(How to complete this task)
Could you show all lines in the entries below that contain the string "approved"?

(Task data)
PR #1315, opened 2026-07-28
Fix CPR Logic & Missing Text

codeduck101:
## About the PR

fixed a logic error allowing you to start CPR when your patient has a mask on
fixed people being able to continue doing CPR even when they're not supposed to be able to start it
added appropriate text popups when you're unable to do CPR and for what reason

## Why / Balance

i JUST found out that you're not supposed to be able to perform CPR if you/the victim has a mask on. (this mean you're using mouth-to-mouth. yucky)
having proper text (and the proper mask interactions) makes things WAY less confusing for the average doctor

## Technical details

changes are to EE's `CPRSystem.cs` for handling mask logic and getting CPR to stop
changes to wizden `IngestionSystem.API.cs` to add additional overloads of `HasMouthAvailable` to provide nullable `out` for possible messages (the message is `null` if the message isn't set by being out of range or having a face blocker) and nullable `out` for the ingestion blocked (used for proper text reasons of what's actually preventing you from doing CPR)
added omu-specific `cpr-training-component.ftl` to avoid messing with anything on EE's version

for the mask logic fix, simply switched two ~~parameters~~ ARGUMENTS i meant arguments
for the text to show up, i added the overloads of `HasMouthAvailable`, changed the checks to use the new version with a nullable `out` for the message and blocker, and split the checks for the performer and target to have unique text for each explaining who exactly has the problem
for the CPR to stop when you're not supposed to do CPR, i abstracted the whole-ass check in `StartCPR()` to helper method  `ShouldCPRStop()` that would check the reasons why you shouldn't be able to start and show the text popup corresponding to that reason. after that, i added a check for `ShouldCPRStop()` in the callback `OnCPRDoAfter` which stops you from doing CPR at the end of the current CPR cycle

## Media

https://youtu.be/1G0f6wmot3o

## Requirements

## Breaking changes

**Changelog**

:cl: Duuckie
- tweak: CPR now has proper text popups for when you're not able to do it.
- fix: CPR now stops you from continuing if you're not meant to be able to start CPR. You also can no longer do CPR to people who have masks on.

### DIFF
--- a/Content.Server/_EinsteinEngines/Medical/CPR/CPRSystem.cs
+++ b/Content.Server/_EinsteinEngines/Medical/CPR/CPRSystem.cs
@@ -16,6 +16,7 @@ using Content.Shared.Atmos.Rotting;
 using Content.Shared.Damage;
 using Content.Shared.DoAfter;
 using Content.Shared.Inventory;
+using Content.Shared.Nutrition; // Omu
 
 using Content.Shared.Medical.CPR;
 using Content.Shared.Mobs;
@@ -44,6 +45,7 @@ public sealed class CPRSystem : EntitySystem
     [Dependency] private readonly RottingSystem _rottingSystem = default!;
     [Dependency] private readonly InventorySystem _inventory = default!;
     [Dependency] private readonly AudioSystem _audio = default!;
+    [Dependency] private readonly SharedTransformSystem _transform = default!; // Omu
 
     public override void Initialize()
     {
@@ -90,7 +92,35 @@ public sealed class CPRSystem : EntitySystem
         }
 
         if (!_ingestionSystem.HasMouthAvailable(performer, performer) || !_ingestionSystem.HasMouthAvailable(performer, target)) // Omu, swap parameters to correctly check if target is wearing a blocker
+        {
+            // Omu, fixes the ingestion blocker text not appearing.
+            // Yes, this is shitcode. I am sorry but I don't know how to do this better.
+
+            // first, check if the range requirement is why the interaction failed
+            if (!_transform.GetMapCoordinates(performer).InRange(_transform.GetMapCoordinates(target), IngestionSystem.MaxFeedDistance))
+            {
+                _popupSystem.PopupEntity(Loc.GetString("interaction-system-user-interaction-cannot-reach"), performer, performer);
+                return;
+            }
+
+            // if not range, then check if it's because someone can't do ingesting
+            var attempt = new IngestionAttemptEvent(IngestionSystem.DefaultFlags);
+            if(!_ingestionSystem.HasMouthAvailable(performer, performer)) // first check if the performer has a mask
+            {
+                RaiseLocalEvent(performer, ref attempt);
+                if (attempt.Blocker != null)
+                    _popupSystem.PopupEntity(Loc.GetString("ingestion-remove-mask", ("entity", attempt.Blocker.Value)), performer, performer);
+
+            } else if (!_ingestionSystem.HasMouthAvailable(performer, target)) // if not, check if the target has a mask; this is to prevent mixing textboxes
+            {
+                RaiseLocalEvent(target, ref attempt);
+                if (attempt.Blocker != null)
+                    _popupSystem.PopupEntity(Loc.GetString("ingestion-remove-mask", ("entity", attempt.Blocker.Value)), performer, performer);
+            }
             return;
+            // Omu end
+        }
+
 
         _popupSystem.PopupEntity(Loc.GetString("cpr-start-second-person", ("target", target)), target, performer);
         _popupSystem.PopupEntity(Loc.GetString("cpr-start-second-person-patient", ("user", performer)), target, target);
--- a/Content.Server/_EinsteinEngines/Medical/CPR/CPRSystem.cs
+++ b/Content.Server/_EinsteinEngines/Medical/CPR/CPRSystem.cs
@@ -89,7 +89,7 @@ public sealed class CPRSystem : EntitySystem
             return;
         }
 
-        if (!_ingestionSystem.HasMouthAvailable(performer, performer) || !_ingestionSystem.HasMouthAvailable(target, performer))
+        if (!_ingestionSystem.HasMouthAvailable(performer, performer) || !_ingestionSystem.HasMouthAvailable(performer, target)) // Omu, swap parameters to correctly check if target is wearing a blocker
             return;
 
         _popupSystem.PopupEntity(Loc.GetString("cpr-start-second-person", ("target", target)), target, performer);
--- a/Content.Server/_EinsteinEngines/Medical/CPR/CPRSystem.cs
+++ b/Content.Server/_EinsteinEngines/Medical/CPR/CPRSystem.cs
@@ -71,44 +71,7 @@ public sealed class CPRSystem : EntitySystem
 
     private void StartCPR(Entity<CPRTrainingComponent> performer, EntityUid target)
     {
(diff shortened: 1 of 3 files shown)


Willfullyheretical:
Want to be evil.... If the patient has toxic give a minor amount of toxic per do-after to the person performing cpr

codeduck101:
hang on, un-shit-coding the logic behind the CPR fail messages

codeduck101:
> Want to be evil.... If the patient has toxic give a minor amount of toxic per do-after to the person performing cpr

out of scope

Content.Shared/Nutrition/EntitySystems/IngestionSystem.API.cs
```diff
@@ -1,4 +1,4 @@
-﻿using System.Diagnostics.CodeAnalysis;
+using System.Diagnostics.CodeAnalysis;
```
codeduck101: i genuinely do not know what the diff here is talking about
it looks the fucking same

codeduck101:
un-shitcoded my PR it's good now probably

Content.Shared/Nutrition/EntitySystems/IngestionSystem.API.cs
```diff
@@ -93,6 +100,35 @@ public bool HasMouthAvailable(EntityUid user, EntityUid target, SlotFlags flags)
         return false;
     }
 
+    /// <inheritdoc cref="HasMouthAvailable(EntityUid, EntityUid, SlotFlags)"/>
+    /// Omu, allows for taking the reason why the interaction failed
+    /// "message" will be an empty string if the interaction did not fail due to distance or a blocker
+    public bool HasMouthAvailable(EntityUid user, EntityUid target, SlotFlags flags, out string message)
```
QuillTheCreature: Please update the `out string message` to `out string? message`.

C# has nullable variables and we should use them as they provide clearer warnings/errors when used wrongly.



```suggestion
    public bool HasMouthAvailable(EntityUid user, EntityUid target, SlotFlags flags, out string? message)
```

Content.Shared/Nutrition/EntitySystems/IngestionSystem.API.cs
```diff
@@ -93,6 +100,35 @@ public bool HasMouthAvailable(EntityUid user, EntityUid target, SlotFlags flags)
...
+    {
+        message = ""; // leave the message empty if nothing is stopping you
```
QuillTheCreature: With the above change we can update this to `message = null` now.


```suggestion
        message = null; // leave the message empty if nothing is stopping you
```

Content.Server/_EinsteinEngines/Medical/CPR/CPRSystem.cs
```diff
@@ -89,8 +89,26 @@ private void StartCPR(Entity<CPRTrainingComponent> performer, EntityUid target)
             return;
         }
 
-        if (!_ingestionSystem.HasMouthAvailable(performer, performer) || !_ingestionSystem.HasMouthAvailable(target, performer))
+        // Omu, fix CPR not showing a message for being out of range or for having a blocker
+        // Separated into two checks so that the out variables don't end up unassigned
+        if (!_ingestionSystem.HasMouthAvailable(performer, performer, out string performerMessage))
+        { 
+            if (performerMessage.Length > 0) // Check if message is an empty string; if it isn't, then report it via popup
```
QuillTheCreature: And then any length checks can be changed to proper nullable checks:



```suggestion
            if (!string.IsNullOrEmpty(performerMessage)) // Report it via popup if message is not null
```

Content.Server/_EinsteinEngines/Medical/CPR/CPRSystem.cs
```diff
@@ -89,8 +89,26 @@ private void StartCPR(Entity<CPRTrainingComponent> performer, EntityUid target)
             return;
         }
 
-        if (!_ingestionSystem.HasMouthAvailable(performer, performer) || !_ingestionSystem.HasMouthAvailable(target, performer))
+        // Omu, fix CPR not showing a message for being out of range or for having a blocker
+        // Separated into two checks so that the out variables don't end up unassigned
+        if (!_ingestionSystem.HasMouthAvailable(performer, performer, out string performerMessage))
```
QuillTheCreature: Oh and this needs to be changed too:

```suggestion
        if (!_ingestionSystem.HasMouthAvailable(performer, performer, out string? performerMessage))
```

Content.Shared/Nutrition/EntitySystems/IngestionSystem.API.cs
```diff
@@ -70,6 +70,13 @@ public bool HasMouthAvailable(EntityUid user, EntityUid target)
         return HasMouthAvailable(user, target, DefaultFlags);
     }
 
+    /// <inheritdoc cref="HasMouthAvailable(EntityUid, EntityUid)"/>
+    /// Omu, option to take the message for use in server-side logic
+    public bool HasMouthAvailable(EntityUid user, EntityUid target, out string message)
```
QuillTheCreature: Same as the other:

```suggestion
    public bool HasMouthAvailable(EntityUid user, EntityUid target, out string? message)
```

QuillTheCreature (changes requested):

Content.Shared/Nutrition/EntitySystems/IngestionSystem.API.cs
codeduck101: shiiiit i tried this last time but it was complaining about how you can't have nullable out
let me see if i did it wrong the first time

codeduck101:
changes addressed in latest push

Content.Shared/Nutrition/EntitySystems/IngestionSystem.API.cs
codeduck101: seems to work and i just fucked it the first time around

Content.Shared/Nutrition/EntitySystems/IngestionSystem.API.cs
codeduck101: if anyone can undo this i'd be very happy

codeduck101:
boss i refactored the whole fucking thing to avoid checking twice for reason and message
plus i added that messages show up if you're interrupted mid-CPR
please see new video

codeduck101:
i'd like to note that i am very happy with what i have at present and i feel that it is ready for review

Content.Shared/Nutrition/EntitySystems/IngestionSystem.API.cs
ishkab: Your original commit removed the byte order mark at the beginning of this file. I have re-added it in commit 9b95ebf1f70c81162d2e74135f11abd3297ff13e. You can modify this using the status bar at the bottom right of most good editors: it's normally included in the file's encoding settings. See VS Code example below.

Image

See also this helpful wiki article: https://en.wikipedia.org/wiki/Byte_order_mark

ishkab (approved):

Content.Shared/Nutrition/EntitySystems/IngestionSystem.API.cs
QuillTheCreature: Why is it even in BOM in the first place. 😮‍💨
Good catch though.

QuillTheCreature (approved):

codeduck101:
i do not know why this is yet to be merged
is that a button you have to separately press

(Completed exercise)
ishkab (approved):
QuillTheCreature (approved):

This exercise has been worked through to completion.